Saved entries:
Issue #653, opened 2019-08-27
The Hunter's Path quest showing despite being completed


Painstormx:
This quest is still showing on the map on 2 trainers in Darnassus, even though the quest has already been completed in Doolanar.

BreakBB:
From the Wowhead data it looks like Blizzard changed some quests from vanilla to Classic.

[6072](https://classic.wowhead.com/quest=6072/the-hunters-path) is listed to start in IF.
[6073](https://classic.wowhead.com/quest=6073/the-hunters-path) is listed to start in SW.

In our data those quests both start on Teldrassil since those lead to Dolanaar.

My guess is that Blizzard changed the breadcrumb quests to start for each Hunter race in a capital city leading them to their starting place. Meaning nightelfes getting this quest in SW still have to go to Teldrassil.

Since multiple users stated those quests don't match with our data I think we should trust Wowhead on this, shouldn't we?

It will take some time though to go through all the 15 starting quests.

BreakBB:
This has been tested and is fixed in the current version. If something similar comes up please create a new issue.

PR #808, opened 2019-09-04
[WIP] Add possible fix for #653

BreakBB:
The "exclusiveTo" field already had the quests for once guiding to the same trainer, but missing the ones at a different capital. This PRs adds all available quests for one faction onto each quest.

I wasn't sure if only the missing IDs should be added or all of them.


Muehe:
Not sure if this should be fixed with adding the quests as exclusive or by changing the race requirements of the quest, but I suspect it's the latter. We need to check if the quests from other capitals are available until the one in the own capital is finished, or if they are never available in the first place.

BreakBB:
Right now we can't do much on this since not even the Wowhead data is correct where you can accept which quest. I suspect Blizzard changed things on Classic for these quests

Muehe:
Most of the mangos/wowhead data is from TBC times, and it's possible they made class quests available to other races only after Classic as a QOL change for people leveling together. We could level a hunter and check...

Muehe:
Ok, so I have a Orc hunter on level 10 now, he isn't able to accept quests for the Tauren pet quest, but one NPC in Thunderbluff offers a breadcrumb quest which isn't shown by Questie:


Screenshot_20191008_180438

BreakBB:
Closing since it is obsolete.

- [Problem description]: Find the word "with" in the data and copy out each line where it turns up.

- [Finished task]:
Since multiple users stated those quests don't match with our data I think we should trust Wowhead on this, shouldn't we?
Not sure if this should be fixed with adding the quests as exclusive or by changing the race requirements of the quest, but I suspect it's the latter. We need to check if the quests from other capitals are available until the one in the own capital is finished, or if they are never available in the first place.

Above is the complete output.